You can run the this with the provided example files using the following command ./bin/batch_process_destinations.rb example/taxonomy.xml example/destinations.xml example/output

Testing

Tests are written in rspec and are located in ./spec and can be ran with bundle exec rspec spec

Performance

Without a full data set it was hard to get an accurate assessment of the end performance of this program. That being said some basic profiling was done and a projection was done on based on a linear progression (i.e 30000 records will take roughly the same time as processing 24 records 1250 times). Whilst the linear progression is not accurate it does give a ball park indication on how it will perform under stress.

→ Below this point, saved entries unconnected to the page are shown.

Issue #448, opened 2016-03-31
Asking for a password during onboarding seems strange


karalabe:
When I started up a pristine wallet, it asked me for a password that "I should protect like my house". This makes me think that this will be a master password for accessing the wallet. Of course this is actually only the password for an auto generated primary account. However this in very non obvious to someone who didn't actually write Mist.

I think that if Mist detects that there are no accounts present yet, it should offer the user to create one, making it clear that it's inserting a new default account. Further it should be clear that the password is for that new account. Lastly when the account is created, it should display a message that "Yo man: **this** is the account we've just created for you". Because in my experience, I had to wait two hours for Mist to sync up and whatnot to even see what I used my password on.

frozeman:
The on boarding is offering to create a new account, and it shows you right away the account number and identicon.

PR #989, opened 2016-07-18
update 'protectDescription' string to mention etherbase account

luclu:
fix https://github.com/ethereum/mist/issues/448


frozeman:
? There is no main account which pays all the gas.
The gas will be payed by the owner account, or the account your select when creating a wallet.

I would not change the text here, it is fairly clear. 
Etherbase, just means it will be used for mining, which mist is not really build for yet (no mining dapp)

luclu:
Ah, I was always wondering about this design decision. ;P

PR #993, opened 2016-07-19
Fix Mongo sync (LokiDB) race condition

hiddentao:
This fixes the race condition sometimes seen with Mongo sync (i.e. using LokiDB at the backend).


alexvandesande:
Merge included on this: https://github.com/ethereum/mist/pull/1029

PR #1008, opened 2016-07-21
fix compile error always defaults to 'e.message.replace is not a function'

### LINKED ISSUE #1007: Compiler Error always defaults to 'e.message.replace is not a function'
Node type: geth
OS: windows
Network type: main
Mist version: 0.8.1

I try to deploy a contract, but when insert it to the contract deploy window in ethereum wallet (or mist) I get **e.message.replace is not a function** error. The problem here are parts referring to **amIOnTheFork** variable (I have no idea why). When I comment it out error disappears. I also managed to make it compile but the procedure is weird and I guess it shouldn't be doing that.

[Screen Capture](https://drive.google.com/file/d/0B4hSzONfReq8cFBjSXBHSEJiU2M/view?usp=sharing)

```
contract ReplaySafeProxy {
    // Tracks if the contract should work on this chain or not.
    bool enabled = false;
    // Fork oracle to use
    AmIOnTheFork amIOnTheFork = AmIOnTheFork(0x2bd2326c993dfaef84f696526064ff22eba5b362);
    address target;
    // _target is the address this contract will forward all funds to.
    // forked specifies if it should work on ETH (true) or ETHC (false)
    // Any value transfer to this contract will fail on the other network.
    function ReplaySafeProxy (address _target, bool forked) {
        if (amIOnTheFork.forked() == forked) {
            enabled = true;
        }
        target = _target;
    }
    // Forward value transfers.
    function() {
        if (enabled == false || msg.value == 0 || !target.send(msg.value)) {
            throw;
        }
    }
}
```

luclu:
fix #1007

### DIFF
--- a/modules/ipc/ipcProviderBackend.js
+++ b/modules/ipc/ipcProviderBackend.js
@@ -337,7 +337,7 @@ class IpcProviderBackend {
 
             if (e.message) {
                 e.error = {
-                    message: e.message.replace(/'[a-z_]*'/i, "'"+ item.method +"'")
+                    message: e.message
                 };
 
                 delete e.message;


luclu:
regex pattern: `/Error: :([0-9]+:)+ /`
array: `e.message[0].replace` ... more tomorrow ;)

hiddentao:
@luclu I've done the extended fix in #1009 .

PR #1015, opened 2016-07-22
Temporary fix, as per Electron issue #5110

evertonfraga:
When loading a Dapp with transparent appBar, sometimes its ```object``` tag (inside ```webview```) appears cropped, with different heights. It is adjusted back to normal upon window resize.

screenshot 2016-07-22 17 48 22

Digging a bit, and now I can fully reproduce that, it happens when ```ipc.sendToHost('appBar', 'transparent')``` is fired while the referenced Webview is hidden. So Electron can't properly calculate the not visible ```object```'s new size.

I found a temp fix which consists in changing tab's css rules and it seemed to work. I'll follow this issue for future fixes on Electron: https://github.com/electron/electron/issues/5110

### DIFF
--- a/interface/client/styles/layout.import.less
+++ b/interface/client/styles/layout.import.less
@@ -152,11 +152,11 @@ main {
     &.hidden {
         // visibility: hidden;
         z-index: 1;
-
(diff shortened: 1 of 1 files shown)


alexvandesande:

Processing the 24 records 1250 times finished in roughly 80 seconds. After running this with a profiler (ruby-prof), it was discovered that most of the bottle neck was in Nokogiri. A lot of the enumeration methods seemed to be fair less efficient than the standard ruby counterparts. The Node access methods were also reasonable slow. This could be improved by using a SAX parser. This would be more efficient from a memory perspective as well as a computational one as it would generate the relevant objects on the fly rather than parsing them from a document. That being said it would also have greater readability, complexity and maintainability costs than the current solution. Assuming this task is not going to be run hugely frequently (i.e once every 10 minutes), which seemed like a reasonable assumption given the nature of the task, a slightly slower, more memory intensive but simpler, more readable and maintainable solution seemed the better way to go.